To run the line (ie, send it to the Console) that the cursor is currently on, you can hit the “Run” button in the upper right of the Source pane. You can also go to Code -> Run Line(s). As a shortcut, you can also just hit command-return (Mac) to execute that line. To execute multiple lines, just highlight those lines first before doing the above.
As you can see in the Code -> Run Region menu, you can also run everything up until the current line, or after it, or other variants.
To add a comment line that doesn’t get run in R (such as notes to yourself), just preface each line you don’t want to run with a #
.
# What is 2+3?
2+3
To save an R script or to open a data file, you need to tell R where to save or open it. You can do this with the GUI in RStudio each time, or you can run an R command to set this “Working Directory” location. Being able to do this from within your R script is important because you might want to save or open files in various locations.
To set the working directory, you issue something like the following command:
setwd("~/Desktop/comp_stats_NB")
If you are unfamiliar with how Windows or Mac machines encode directory information, you can use RStudio to set the working directory via Session -> Set Working Directory -> Choose Directory. This will let you pick your folder in the usual graphical way, but will also print the R command in the Console, which you can then copy to your R script and paste in at the top so that every time that script is run, it first sets R to the correct working directory.
(Note that RStudio does almost everything via sending commands to the Console.

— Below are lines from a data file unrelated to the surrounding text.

PR #70, opened 2020-12-30
Adds Publisher.prefix(while:behavior:).

jasdev:
Figured we should add this to Ext after stumbling upon @jessegrosjean’s [Swift Forums thread](https://forums.swift.org/t/how-to-make-combines-prefix-operator-inclusive/39216) and @mayoff’s [approach with composed operators](https://forums.swift.org/t/how-to-make-combines-prefix-operator-inclusive/39216/8).

### DIFF
--- a/Sources/Operators/PrefixWhileBehavior.swift
+++ b/Sources/Operators/PrefixWhileBehavior.swift
@@ -1,0 +1,78 @@
+//
+//  PrefixWhileBehavior.swift
+//  CombineExt
+//
+//  Created by Jasdev Singh on 29/12/2020.
+//  Copyright © 2020 Combine Community. All rights reserved.
+//
+
+#if canImport(Combine)
+import Combine
+import Foundation
+
+/// Whether to include the first element that doesn’t pass
+/// the `while` predicate passed to `Combine.Publisher.prefix(while:behavior:)`.
+public enum PrefixWhileBehavior {
+    /// Include the first element that doesn’t pass the `while` predicate.
+    case inclusive
+
+    /// Exclude the first element that doesn’t pass the `while` predicate.
+    case exclusive
+}
+
+@available(OSX 10.15, iOS 13.0, tvOS 13.0, watchOS 6.0, *)
+public extension Publisher {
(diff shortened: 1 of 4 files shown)


Sources/Operators/PrefixWhileBehavior.swift
```diff
@@ -0,0 +1,77 @@
...
+        case .end:
+            return false
+        case .whileValueOrIncluded:
+            return true
+        }
+    }
+
+    var value: Output? {
+        switch self {
+        case .end:
```
freak4pc, line 71: this abstraction confuses me a bit - can you explain?

mayoff:
The goal is an operator that passes through all of the upstream values, until and **including** the first value that fails the predicate.

In the linked Swift forums thread, I implemented the requested operator as follows:

- Turn each upstream value into a publisher that emits the value (in a wrapper), followed by an end-marker if the value fails the predicate. In my original version, I used `Sequence.Publisher`. In @jasdev's code, the `Just ... append ... setFailureType` expression produces these short publishers.

- Use `flatMap` to flatten those short publishers into one publisher than republishes each upstream value, with an end-marker after each upstream value that fails the predicate.

- Use `prefix(while:)` to terminate the stream after the first end-marker.

- Use `compactMap` to unwrap the values and discard the end-marker.

In my original code, the wrappers and the end-marker were cases of `enum Cut`. Here, `@jasdev` has renamed `enum Cut` to `enum PrefixInclusiveEvent`.

Sources/Operators/PrefixWhileBehavior.swift
mayoff: See [my comment](https://github.com/CombineCommunity/CombineExt/pull/70#issuecomment-792062132) below.

jasdev:
(Cleaning up some ol’ PRs — @freak4pc any chance we could land this in the next release whenever you get a chance to review? 🙏🏽)

freak4pc (approved):
Sorry @jasdev & @mayoff,
Barely had any time lately and this totally slipped my mind. Thanks for the ping (and explanation), looks great.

The RStudio GUI is basically just a set of shortcuts for sending text commands to the R Console.)
Other important RStudio panes include “History,” “Plot,” “Files,” “Help,” “Environment,” and “Packages.”
History shows a list of every command you’ve issued R via the Console. To reissue a command, you can double-click it and hit return. You can also paste it into your Source file using the button in the upper left of the History pane.

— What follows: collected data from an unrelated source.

PR #74, opened 2021-01-26
Fine tunes ReplaySubject’s locking.

jasdev:
The locking I added in https://github.com/CombineCommunity/CombineExt/pull/72 was a bit too board — @sharplet noted:

> [sending messages to subscribers] while holding a lock can lead to a recursive call trying to take the same lock again and crashing.

### DIFF
--- a/Sources/Subjects/ReplaySubject.swift
+++ b/Sources/Subjects/ReplaySubject.swift
@@ -23,7 +23,7 @@ public final class ReplaySubject<Output, Failure: Error>: Subject {
     private var buffer = [Output]()
 
     // Keeping track of all live subscriptions, so `send` events can be forwarded to them.
-    private var subscriptions = [Subscription<AnySubscriber<Output, Failure>>]()
+    private(set) var subscriptions = [Subscription<AnySubscriber<Output, Failure>>]()
 
     private var completion: Subscribers.Completion<Failure>?
     private var isActive: Bool { completion == nil }
--- a/Sources/Subjects/ReplaySubject.swift
+++ b/Sources/Subjects/ReplaySubject.swift
@@ -37,56 +37,75 @@ public final class ReplaySubject<Output, Failure: Error>: Subject {
     }
 
     public func send(_ value: Output) {
-        lock.lock()
-        defer { lock.unlock() }
+        let subscriptions: [Subscription<AnySubscriber<Output, Failure>>]
 
-        guard isActive else { return }
+        do {
+          lock.lock()
+          defer { lock.unlock() }
 
-        buffer.append(value)
+          guard isActive else { return }
 
-        if buffer.count > bufferSize {
+          buffer.append(value)
+          if buffer.count > bufferSize {
             buffer.removeFirst()
+          }
+
+          subscriptions = self.subscriptions
         }
 
         subscriptions.forEach { $0.forwardValueToBuffer(value) }
     }
 
     public func send(completion: Subscribers.Completion<Failure>) {
-        lock.lock()
-        defer { lock.unlock() }
+        let subscriptions: [Subscription<AnySubscriber<Output, Failure>>]
 
-        guard isActive else { return }
+        do {
+            lock.lock()
+            defer { lock.unlock() }
 
-        self.completion = completion
+            guard isActive else { return }
+
+            self.completion = completion
+
+            subscriptions = self.subscriptions
+        }
 
         subscriptions.forEach { $0.forwardCompletionToBuffer(completion) }
     }
 
     public func send(subscription: Combine.Subscription) {
-        lock.lock()
-        defer { lock.unlock() }
-
         subscription.request(.unlimited)
     }
 
     public func receive<Subscriber: Combine.Subscriber>(subscriber: Subscriber) where Failure == Subscriber.Failure, Output == Subscriber.Input {
-        lock.lock()
-        defer { lock.unlock() }
-        
         let subscriberIdentifier = subscriber.combineIdentifier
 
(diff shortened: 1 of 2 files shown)


Sources/Subjects/ReplaySubject.swift
```diff
@@ -37,53 +37,51 @@ public final class ReplaySubject<Output, Failure: Error>: Subject {
...
+        lock.unlock()
 
         if buffer.count > bufferSize {
+            lock.lock()
             buffer.removeFirst()
+            lock.unlock()
         }
 
         subscriptions.forEach { $0.forwardValueToBuffer(value) }
     }
```
sharplet, line 53: More fine-grained locking is moving in the right direction, but unfortunately this introduces some other problems:

- `isActive` is no longer protected by the lock, so accesses could race. This might result in thread 1 seeing `isActive == true` while thread 2 is trying to complete or cancel the subject.
- `buffer.append()` is locked, but then `buffer.count` is accessed immediately afterward. This could crash if thread 1 sees a count of 1, while thread 2 is removing the last item from the buffer, then calls `buffer.removeFirst()` on an empty buffer.
- Thread 2 could change `subscriptions` while thread 1 is sending the new value, resulting in an off-by-one error or subscribers missing events.

I'd recommend a pattern like this:

```swift
public func send(_ value: Output) {
  let subscriptions: [Subscription<AnySubscriber<Output, Failure>>]

  do { // critical section
    lock.lock()
    defer { lock.unlock() }

    guard isActive else { return }

    buffer.append(value)
    if buffer.count > bufferSize {
      buffer.removeFirst()
    }

    subscriptions = self.subscriptions
  }

  subscriptions.forEach { $0.forwardValueToBuffer(value) }
}
```

jasdev: Updated! Followed suit for the other methods and I thiiink I got it right — appreciate the review pass here. 🙏🏽

Sources/Subjects/ReplaySubject.swift
```diff
@@ -37,53 +37,74 @@ public final class ReplaySubject<Output, Failure: Error>: Subject {
...
+        let completion: Subscribers.Completion<Failure>?
 
-            self.subscriptions.remove(at: subscriptionIndex)
-        }
+        do {
+            lock.lock()
+            defer { lock.unlock() }
+
+            subscription = Subscription(downstream: AnySubscriber(subscriber)) { [weak self] in
+                guard let self = self else { return }
```
sharplet, line 92: I wonder if the body of this completion handler could be extracted to a separate method? I think having it nested here makes it a little difficult to reason about the two nested scopes where `lock` is referenced. They appear to overlap, but are actually separated in time.

Additionally, initializing the local `subscription` variable doesn't need to be protected by the lock, only the part where it's appended to `self.subscriptions`.

sharplet (commented):
One suggestion for restructuring the implementation of `receive(subscriber:)` to make the critical sections a little clearer, but otherwise looking good!

Sources/Subjects/ReplaySubject.swift
jasdev: > Additionally, initializing the local `subscription` variable doesn’t need to be protected by the lock, only the part where it’s appended to `self.subscriptions`.

Great catch. Fixing in the next commit. ✅

> I wonder if the body of this completion handler could be extracted to a separate method?

My only hesitation with refactoring as a method would be the implicit `self` capture — moving `subscription`’s initialization out of the `do` block should hopefully make the locking across time more clear.

sharplet: I wasn't thinking that capturing `self` would be implicit — something more along these lines:

```swift
let subscription = Subscription(downstream: AnySubscriber(subscriber)) { [weak self] in
  self?.completeSubscriber(withIdentifier: subscriberIdentifier)
}
```

jasdev: Ahh roger roger, I dig it! Will update in a few. 👌🏽

Sources/Subjects/ReplaySubject.swift
```diff
@@ -37,57 +37,79 @@ public final class ReplaySubject<Output, Failure: Error>: Subject {
...
-        self.completion = completion
+            subscriptions = self.subscriptions
+        }
 
         subscriptions.forEach { $0.forwardCompletionToBuffer(completion) }
     }
 
     public func send(subscription: Combine.Subscription) {
-        lock.lock()
-        defer { lock.unlock() }
```
sharplet, line 67: Good catch 👍

Sources/Subjects/ReplaySubject.swift
```diff
@@ -37,57 +37,79 @@ public final class ReplaySubject<Output, Failure: Error>: Subject {
...
     }
+
+    private func completeSubscriber(withIdentifier subscriberIdentifier: CombineIdentifier) {
+        lock.lock()
+        defer { self.lock.unlock() }
+
+        guard let subscriptionIndex = self.subscriptions
+                .firstIndex(where: { $0.innerSubscriberIdentifier == subscriberIdentifier }) else { return }
+
+        self.subscriptions.remove(at: subscriptionIndex)
```
sharplet, line 111: Now that this has been extracted, I'm wondering if it would make sense to refactor this to use `removeAll(where:)`?

jasdev: Even better — pushed that change up. 💯

freak4pc:
Thanks! Could this locking be relevant for other subjects as well? @jasdev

Plot shows the results of graphs and other plots in R. We will return to this in Module 2.
Files shows all the files in the current Working Directory.
Help shows the outputs from issuing help
commands. For instance, if you want the documentation on a function like mean
you would type help(mean)
or ?mean
and the documentation appears in the Help window. We will return to this in Module 2.
Environment shows all the data currently loaded into R: both their names and (where possible) their values. We’ll return to variables in Module 1.3.
Packages shows all the packages you’ve installed. Packages are specialized R functions that don’t come bundled with R but are installed by the user. For instance, if you want to import STATA data files in .dta
format, you would install the foreign
package and load it, which loads the functions needed to read these files. We will return to Packages in Module 2.
RStudio has various preferences that allow you to customize the layout and appearance of these panes.
In particular, the “Appearance” tab in the Preferences allows you to set how code is colored in the Source window; these colors help the eye pick out names, functions, commands, etc, but different people have difference color preferences.
The “Panes” tab lets you arrange the panes in RStudio. I personally prefer the Source to be in the upper left and the Console in the upper right. The window icons in the upper-right-most corner of each pane allow you to shrink that pane down to a mere title-bar; thus most of the time I have the bottom left and bottom right panes shrunk, and the RStudio screen is thus mostly just the Source on the left and the Console on the right. But that’s just personal preference.